RG: My first recommendation would be money. I would like the President to go ahead with what he promised for world AIDS relief. … He has given a pittance compared to the promise. … He's not going to do it. He doesn't care. … He is filled with such hatred because of his own religious convictions, which are essentially fundamentalist. … And [I would ask] that a lot of that money be appropriated for our own country. We're in trouble, ADAP (AIDS Drug Assistance Program) is in trouble. There are waiting lists for people to get medication. … There should be money for education … to talk about condoms and safer sex. … It's difficult now even to write grant proposals. The CDC (Centers for Disease Control) can't write a grant proposal if it has anything to do with sex education. So there's no money for that. You can't write a grant proposal for research if you have to talk about men having sex with men. That's not allowed.
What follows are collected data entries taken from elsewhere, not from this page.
PR #4677, opened 2019-03-20
Stratimikos tests: Set tolerance to avoid test failures

cgcgcg:
@trilinos/stratimikos 

## Description
Fix test failures in Stratimikos tests

### DIFF
--- a/packages/stratimikos/test/_FourByFour.belos.ifpack.xml
+++ b/packages/stratimikos/test/_FourByFour.belos.ifpack.xml
@@ -2,6 +2,16 @@
   <Parameter name="Matrix File" type="string" value="FourByFour.mtx"/>
   <ParameterList name="Linear Solver Builder">
     <Parameter name="Linear Solver Type" type="string" value="Belos"/>
+    <ParameterList name="Linear Solver Types">
+      <ParameterList name="Belos">
+        <Parameter name="Solver Type" type="string" value="Pseudo Block GMRES"/>
+        <ParameterList name="Solver Types">
+          <ParameterList name="Pseudo Block GMRES">
+            <Parameter name="Convergence Tolerance" type="double" value="1.0e-14"/>
+          </ParameterList>
+        </ParameterList>
+      </ParameterList>
+    </ParameterList>
     <Parameter name="Preconditioner Type" type="string" value="Ifpack"/>
   </ParameterList>
   <ParameterList name="LinearOpWithSolveTester"/>
--- a/packages/stratimikos/test/_FourByFour.belos.ml.xml
+++ b/packages/stratimikos/test/_FourByFour.belos.ml.xml
@@ -2,6 +2,16 @@
   <Parameter name="Matrix File" type="string" value="FourByFour.mtx"/>
   <ParameterList name="Linear Solver Builder">
     <Parameter name="Linear Solver Type" type="string" value="Belos"/>
+    <ParameterList name="Linear Solver Types">
+      <ParameterList name="Belos">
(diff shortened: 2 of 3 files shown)


bartlettroscoe:
FYI: @trilinos/framework

cgcgcg:
@bartlettroscoe That's a mystery to me. The changes of the defaults were in Belos. Did Stratimikos not get tested?

cgcgcg:
Before this change, the test would try to solve a 4x4 system with tolerance set to -1, so it would iterate for 1000 iterations. I could see how this could lead to instability that manifests itself differently from system to system..

packages/stratimikos/test/_FourByFour.belos.ifpack.xml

My recommendation would be to recognize the absolute reality that AIDS in this country is still epidemic. … The drugs that we have control the disease to an extent. People are still dying due to complications from AIDS and now they are dying from complications due to the medication. So there has to be research to produce less toxic drugs to control the disease while we look for a cure. But unless grants can be written using language that refers to sex, there isn't going to be money to do that.
MJP: What do you consider to be your most important achievement?
RG: Probably surviving. I met death three times in the '90s and survived each encounter. Before AIDS, my largest accomplishment was changing people's hearts, teaching people how to see who they really are and how to love themselves and I did that as a teacher and a concert artist. … I do that now as a spiritual director. I've had my practice since 1987. The majority of my clients in the '80s were gay men with AIDS who were facing their mortality and had no spiritual foundation from which to die. A large part of my work is to bring to consciousness the natural spirituality of queer men and women. … Today my clients tend to be queer or seminarians who are struggling with their sexuality in terms of the ordination process.
I want to talk a little about Stonewall because it has reached a place of unconscious in queer culture. What happened in New York in June '69 was an act of revolution … and it was started by street transvestites … the drag queens who had nothing to lose are the ones who finally said 'no' to the oppression. … We need to know that the reason that we can have the bars in Chicago that we have today is because there was a Gay Liberation Front in Chicago that challenged organized crime, which owned the bars. We put our lives in danger. … Before, the [gay] bars were dark, sad places … there was no dancing, no food, no conversation, no pride, no humanity. The year after Stonewall, we took the bars back from the mafia and made them our own. … And now we can celebrate our queer lives and laugh.